Grismore also suggested if there had been any financial misconduct, it would not be his fault — or at least not solely his fault. Langevin, the former sheriff, “signed off on everything,” Grismore said. “There wasn’t a penny that came in or left that office that he didn’t approve in writing.” And he said the committee should take up its concerns about financial mismanagement under his administration with his business manager.
Rep. Martin LaLonde, a South Burlington Democrat who chairs the impeachment panel, said last week that the committee is investigating Grismore’s conduct both before and after he was elected sheriff. LaLonde said the committee would be open to having a direct conversation with Grismore, but it likely wouldn’t happen until October, at least.
The committee’s work — much of which has been shielded from the public in executive sessions — is happening as fast as it can, while still “being thorough,” LaLonde said. “But I absolutely appreciate the pressure that we have in needing to come to a resolution for the people involved.”
‘All this garbage’
Grismore said the scrutiny applied to his use of force against Burrows last fall has had repercussions for other law enforcement officers in the state.
“I won’t tell you who, but I’ve talked to another member of law enforcement leadership in Franklin County who said that there are people who don’t want to use force anymore. They’re afraid to,” he said, gesturing and leaning forward in his desk chair as he spoke. He suggested that was problematic, if not dangerous, because there are certain situations in which police officers have to use force.
Langevin has called Grismore’s use of force an “egregious incident,” and other law enforcement officials have condemned it as well.

The incident also prompted Grismore to rethink some of the agency’s operations, he said. The sheriff’s office no longer publishes mugshots and press releases on its Facebook page, he said — a policy Grismore said he implemented because he saw misinformation and undue judgment on social media about himself last year.
Grismore said he feels badly for the deputies in the sheriff’s office, who have seen their workplace “get dragged” online and who, he noted, may well have to testify in court as part of the criminal case against him.
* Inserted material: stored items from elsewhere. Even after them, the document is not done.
Issue #475, opened 2022-01-20
Implement `K_SINK` support in XSLTTransformation


JeffNeff:
Currently, they do not. It is in my opinion that they should.

PR #476, opened 2022-01-20
Implement `K_SINK` in XMLToJSONTransformation

JeffNeff:
Closes part of issue #475


pkg/flow/adapter/xmltojsontransformation/adapter.go
```diff
@@ -104,9 +104,20 @@ func (a *Adapter) dispatch(ctx context.Context, event cloudevents.Event) (*cloud
 		return a.replier.Error(&event, targetce.ErrorCodeAdapterProcess, err, nil)
 	}
 
+	if err := a.emitToSink(ctx, event); err != nil {
+		return a.replier.Error(&event, targetce.ErrorCodeAdapterProcess, err, nil)
+	}
+
 	return &event, cloudevents.ResultACK
```
antoineco, line 111: Do I understand correctly that we both send the event to the sink _and_ respond with the event?

If yes, we probably want to short circuit the last `return` in case a sink was provided (I'm assuming the sink parameter is optional, not sure what the intention was?)

pkg/flow/reconciler/xmltojsontransformation/controller.go
```diff
@@ -56,7 +58,11 @@ func NewController(
 	}
 
 	impl := reconcilerv1alpha1.NewImpl(ctx, r)
-	targetInformer.Informer().AddEventHandler(controller.HandleAll(impl.Enqueue))
+	logging.FromContext(ctx).Info("Setting up event handlers")
```
antoineco, line 61: Logging this feels very superfluous.
If we start doing that in every component, expect a flood of unnecessary log entries on every startup.

pkg/flow/reconciler/xmltojsontransformation/reconciler.go
```diff
@@ -39,10 +44,29 @@ type Reconciler struct {
 var _ reconcilerv1alpha1.Interface = (*Reconciler)(nil)
 
 // ReconcileKind implements Interface.ReconcileKind.
-func (r *Reconciler) ReconcileKind(ctx context.Context, trg *v1alpha1.XMLToJSONTransformation) pkgreconciler.Event {
-	adapter, event := r.ksvcr.ReconcileKService(ctx, trg, makeTargetAdapterKService(trg, r.adapterCfg))
+func (r *Reconciler) ReconcileKind(ctx context.Context, s *v1alpha1.XMLToJSONTransformation) pkgreconciler.Event {
+	s.Status.InitializeConditions()
+	s.Status.ObservedGeneration = s.Generation
+
```
antoineco, line 50: These 2 steps are performed by Knative, we can remove them from here.

pkg/flow/adapter/xmltojsontransformation/adapter.go
JeffNeff: hey just saw this! This was the main reason i pulled this back as a draft. I wanted to discuss how to handle this in the eng. meeting this morning with @cab105 and @odacremolbap .. I have now updated it to respond if no sink is specified.

pkg/flow/reconciler/xmltojsontransformation/controller.go
JeffNeff: removed

JeffNeff: Followup issue created to remove them where they are https://github.com/triggermesh/triggermesh/issues/479

pkg/flow/reconciler/xmltojsontransformation/controller_test.go
```diff
@@ -1,39 +0,0 @@
-/*
```
cab105, line 1: Why delete this test?

pkg/flow/adapter/xmltojsontransformation/adapter.go
```diff
@@ -46,6 +47,10 @@ type envAccessor struct {
 	BridgeIdentifier string `envconfig:"EVENTS_BRIDGE_IDENTIFIER"`
 	// CloudEvents responses parametrization
 	CloudEventPayloadPolicy string `envconfig:"EVENTS_PAYLOAD_POLICY" default:"error"`
+	// Sink defines the target sink for the events. If no Sink is defined the
+	// events are replied back to the sender.
+	// +optional
+	Sink *string `envconfig:"K_SINK"`
```
cab105, line 53: Should make use of the `omitempty` annotation

pkg/flow/adapter/xmltojsontransformation/adapter.go
cab105: Looking at the reconciler logic, the controller will fail to bring up the adapter if `K_SINK` is not defined so unless it really is optional, then it is safe that `K_SINK` will always be present.

pkg/flow/reconciler/xmltojsontransformation/adapter.go
```diff
@@ -68,6 +68,10 @@ func makeAppEnv(o *v1alpha1.XMLToJSONTransformation) []corev1.EnvVar {
 			Name:  libreconciler.EnvBridgeID,
 			Value: libreconciler.GetStatefulBridgeID(o),
 		},
+		{
+			Name:  "K_SINK",
+			Value: o.Status.SinkURI.String(),
```
cab105, line 73: A nil check should be made as `o.Status.SinkURI` is defined as a `*String`, and can be empty.

cab105 (commented):
Did spot one inconsistency in how `K_SINK` is defined/used which will need to be resolved.

pkg/flow/adapter/xmltojsontransformation/adapter.go
antoineco: This is an envConfig struct, it doesn't get marshaled to JSON :)

pkg/flow/reconciler/xmltojsontransformation/controller_test.go
JeffNeff: I could not get it to work :/

cab105: What was failing for it? Note that if this test fails, then that means the adapter will fail to come up.

pkg/flow/adapter/xmltojsontransformation/adapter.go
JeffNeff: I have made updates to address this :)

pkg/flow/reconciler/xmltojsontransformation/controller_test.go
JeffNeff:
```    /Users/jeffreynaef/go/src/github.com/triggermesh/triggermesh/pkg/flow/reconciler/xmltojsontransformation/logger.go:130: 2022-01-21T09:32:38.863-0700	PANIC	addressable/addressable.go:56	Unable to fetch knative.dev/pkg/apis/duck.InformerFactory from context.
        /Users/jeffreynaef/go/src/github.com/triggermesh/triggermesh/pkg/flow/reconciler/xmltojsontransformation/controller.go:61: Unexpected panic: Unable to fetch knative.dev/pkg/apis/duck.InformerFactory from context.
```

pkg/apis/flow/v1alpha1/xmltojsontransformation_lifecycle.go
```diff
@@ -29,7 +29,18 @@ const (
...
-var xmlToJSONCondSet = apis.NewLivingConditionSet()
+const (
+	// ConditionReady has status True when the router is ready to send events.
+	ConditionReady = apis.ConditionReady
+	// ConditionSinkProvided has status True when the router has been configured with a sink target.
+	ConditionSinkProvided apis.ConditionType = "SinkProvided"
+)
+
+var XMLToJSONCondSet = apis.NewLivingConditionSet(
+	ConditionReady,
```
antoineco, line 40: Unnecessary, `Ready` is already the default condition embedded in any Knative `ConditionSet`.

Example from another API group (notice that we don't explicitly declare the "Ready" condition):
https://github.com/triggermesh/triggermesh/blob/a7b8255c31533c309b24bb1e5f56222f1add9c38/pkg/apis/sources/v1alpha1/common_lifecycle.go#L64-L67

pkg/apis/flow/v1alpha1/xmltojsontransformation_lifecycle.go
```diff
@@ -29,7 +29,18 @@ const (
...
 
-var xmlToJSONCondSet = apis.NewLivingConditionSet()
+const (
+	// ConditionReady has status True when the router is ready to send events.
+	ConditionReady = apis.ConditionReady
+	// ConditionSinkProvided has status True when the router has been configured with a sink target.
+	ConditionSinkProvided apis.ConditionType = "SinkProvided"
+)
+
+var XMLToJSONCondSet = apis.NewLivingConditionSet(
```
antoineco, line 39: Does this type need to be exported?

pkg/apis/flow/v1alpha1/xmltojsontransformation_lifecycle.go
```diff
@@ -29,7 +29,18 @@ const (
 	EventTypeXMLToJSONGenericResponse = "io.triggermesh.xmltojsontransformation.error"
 )
 
-var xmlToJSONCondSet = apis.NewLivingConditionSet()
+const (
+	// ConditionReady has status True when the router is ready to send events.
```
antoineco, line 33: ~router~ component

pkg/apis/flow/v1alpha1/xmltojsontransformation_lifecycle.go
```diff
@@ -29,7 +29,18 @@ const (
...
+	ConditionReady = apis.ConditionReady
+	// ConditionSinkProvided has status True when the router has been configured with a sink target.
```
antoineco, line 35: ~router~ component

pkg/apis/flow/v1alpha1/xmltojsontransformation_lifecycle.go
```diff
@@ -84,11 +95,39 @@ func (ts *XMLToJSONTransformationStatus) PropagateKServiceAvailability(ksvc *ser
...
+
+// MarkNoSink sets the SinkProvided condition to False.
+func (ts *XMLToJSONTransformationStatus) MarkNoSink() {
+	ts.SinkURI = nil
+	XMLToJSONCondSet.Manage(ts).MarkFalse(ConditionSinkProvided,
+		ReasonSinkNotFound, "The sink does not exist or its URI is not set")
+}
+
+// MarkNoKService sets the condition that the service is not ready
+func (ts *XMLToJSONTransformationStatus) MarkNoKService(reason, messageFormat string, messageA ...interface{}) {
```
antoineco, line 126: nit: This function is called `MarkKService` but sets a condition that's called `Deployed`.
For consistency, I'd suggest we call it `MarkAdapterDeployed` (or `MarkDeployed` if you like short names, no preference on my side).

pkg/apis/flow/v1alpha1/xmltojsontransformation_lifecycle.go
```diff
@@ -38,32 +49,32 @@ func (t *XMLToJSONTransformation) GetGroupVersionKind() schema.GroupVersionKind
...
 func (ts *XMLToJSONTransformationStatus) MarkServiceUnavailable(name string) {
-	xmlToJSONCondSet.Manage(ts).MarkFalse(
+	XMLToJSONCondSet.Manage(ts).MarkFalse(
 		apis.ConditionReady,
 		"ServiceUnavailable",
 		"Service %q is not ready.", name)
 }
 
 // MarkServiceAvailable sets XMLToJSONTransformation condition to ready.
 func (ts *XMLToJSONTransformationStatus) MarkServiceAvailable() {
```
antoineco, line 69: The Ready condition should never be set by us. Knative will set it automatically based on the other conditions in the ConditionSet.

pkg/apis/flow/v1alpha1/xmltojsontransformation_lifecycle.go
```diff
@@ -38,32 +49,32 @@ func (t *XMLToJSONTransformation) GetGroupVersionKind() schema.GroupVersionKind
...
 }
 
 // InitializeConditions sets the initial values to the conditions.
 func (ts *XMLToJSONTransformationStatus) InitializeConditions() {
-	xmlToJSONCondSet.Manage(ts).InitializeConditions()
+	XMLToJSONCondSet.Manage(ts).InitializeConditions()
 }
 
 // MarkServiceUnavailable marks XMLToJSONTransformation as not ready with ServiceUnavailable reason.
 func (ts *XMLToJSONTransformationStatus) MarkServiceUnavailable(name string) {
```
antoineco, line 61: Likewise, we should never set this condition ourselves. Cf. Knative libs.

pkg/flow/adapter/xmltojsontransformation/adapter.go
```diff
@@ -46,6 +47,10 @@ type envAccessor struct {
 	BridgeIdentifier string `envconfig:"EVENTS_BRIDGE_IDENTIFIER"`
 	// CloudEvents responses parametrization
 	CloudEventPayloadPolicy string `envconfig:"EVENTS_PAYLOAD_POLICY" default:"error"`
+	// Sink defines the target sink for the events. If no Sink is defined the
+	// events are replied back to the sender.
+	// +optional
```
antoineco, line 52: nit: This is a Kubernetes convention, but this struct is not related to a Kubernetes API.
In envConfig, things are always optional unless the `required` tag is set.

pkg/flow/adapter/xmltojsontransformation/adapter.go
antoineco, line 53: Someone could pass an empty string here and the check for `nil` below wouldn't work anymore. envConfig isn't as strict as Kubernetes' OpenAPI contracts.

I feel it would be simpler to just make that a string an check for `""`.

pkg/flow/adapter/xmltojsontransformation/adapter.go
```diff
@@ -104,6 +111,15 @@ func (a *Adapter) dispatch(ctx context.Context, event cloudevents.Event) (*cloud
 		return a.replier.Error(&event, targetce.ErrorCodeAdapterProcess, err, nil)
 	}
 
+	fmt.Println(a.sink)
```
antoineco, line 114: Leftover from dev.

antoineco (commented):
Partial review, I still need to review the tests more thoroughly.

pkg/apis/flow/v1alpha1/xmltojsontransformation_lifecycle.go
JeffNeff: you know... i wondered the same thing. I copied a lot of this from `Synchronizer` he had it exported. so I left it exported.

pkg/apis/flow/v1alpha1/xmltojsontransformation_lifecycle.go
JeffNeff: is this method even being used? Can it just be removed?

cab105 (approved):

pkg/apis/flow/v1alpha1/xmltojsontransformation_lifecycle.go
antoineco: Ok but, does it need to be? Is anything outside of this package using it?

JeffNeff: nope! I have fixed it .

Many of the deputies have “stood by me through all this garbage,” he said. “And I need to try to repay their debt of loyalty.”
Asked if he feels responsible for that — because he was the one on video kicking a detained man — Grismore was quick to answer “no.” He has no regrets about his own conduct, he said, but does regret how others, including the media, portrayed it.
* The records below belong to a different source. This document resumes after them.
PR #478, opened 2022-01-20
Introduce startup probe in AWS sources' adapters

### LINKED ISSUE #418: Introduce startup probe in source adapters
Second take on #413.

We want to ensure that the adapter container is able to interact with the AWS API before marking it as "Ready". This can be implemented using a health HTTP endpoint that is polled by Kubernetes (readiness/startup probe).

As mentioned in the aforementioned issue, we can't simulate or dry-run API calls to ensure that we have all sufficient permissions, but we can probe AWS when the application starts by asking it whether the observed resource exists. Besides confirming that the resource does exist, it indirectly validates that the provided credentials are valid.

Examples:
- SQS: check that the queue exists (already implemented)
- CodeCommit: check that the repo exists
- DynamoDB: check that a stream exists for the table (indirectly tells us that the table exists)
- Kinesis: check that the stream exists
- SNS: https://github.com/triggermesh/triggermesh/issues/29#issuecomment-930445386
- ...

antoineco:
Closes #418

Prevents sources from becoming ready if the provided credentials aren't valid, or if the provided resource doesn't exist.

As a side effect, allows running all these adapters as long-running Knative Services in Google Cloud Run (because poking port 8080 will now return a response).

### DIFF
--- a/pkg/routing/reconciler/common/resource/container.go
+++ b/pkg/routing/reconciler/common/resource/container.go
@@ -163,10 +163,6 @@ func Probe(path, port string) ObjectOption {
 					Port: intstrPort,
 				},
 			},
-			// TODO(antoineco): remove delay after switching to StartupProbe, which is enabled by default
-			// starting with Kubernetes 1.18.
-			// Ref. https://kubernetes.io/docs/reference/command-line-tools-reference/feature-gates/
-			InitialDelaySeconds: 2,
 		}
 	}
 }
--- a/pkg/routing/reconciler/common/resource/container_test.go
+++ b/pkg/routing/reconciler/common/resource/container_test.go
@@ -82,7 +82,6 @@ func TestNewContainer(t *testing.T) {
 					Port: intstr.FromString("health"),
 				},
 			},
-			InitialDelaySeconds: 2,
 		},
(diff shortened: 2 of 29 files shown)


JeffNeff:
@antoineco this is on my list for tonight/tomorrow to test in GCR

JeffNeff:
looks like we are missing Performance Insights source

JeffNeff:
SNS is intentionally excluded because :
```
The SNS source is multi-tenant, so the logic of the startup probe is different and more involved: it needs to read the informer's lister, and verify that a HTTP handler was registered for each AWSSNSSource in the namespace. I drafted the logic here, regardless that source won't run outside of Kubernetes (so, no Cloud Run),
```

“I’m not the one who put it all out there,” he said, adding that it was Langevin’s decision to release video footage of the incident and then send out press releases about it.
More than anything, though, Grismore said he feels an obligation to voters to continue serving as sheriff. He said he is regularly thanked for doing his job when driving around Franklin County. In one case, he said, a woman who was being arrested by another deputy turned to Grismore and told him that she thought he was being judged unfairly.
Back at the office, Grismore said he won’t rule out running for reelection in 2026.
“I’m not a very religious person, but some higher being wants me to be in this role,” he said. “Why else would I still be here? Why else would I have gotten elected?”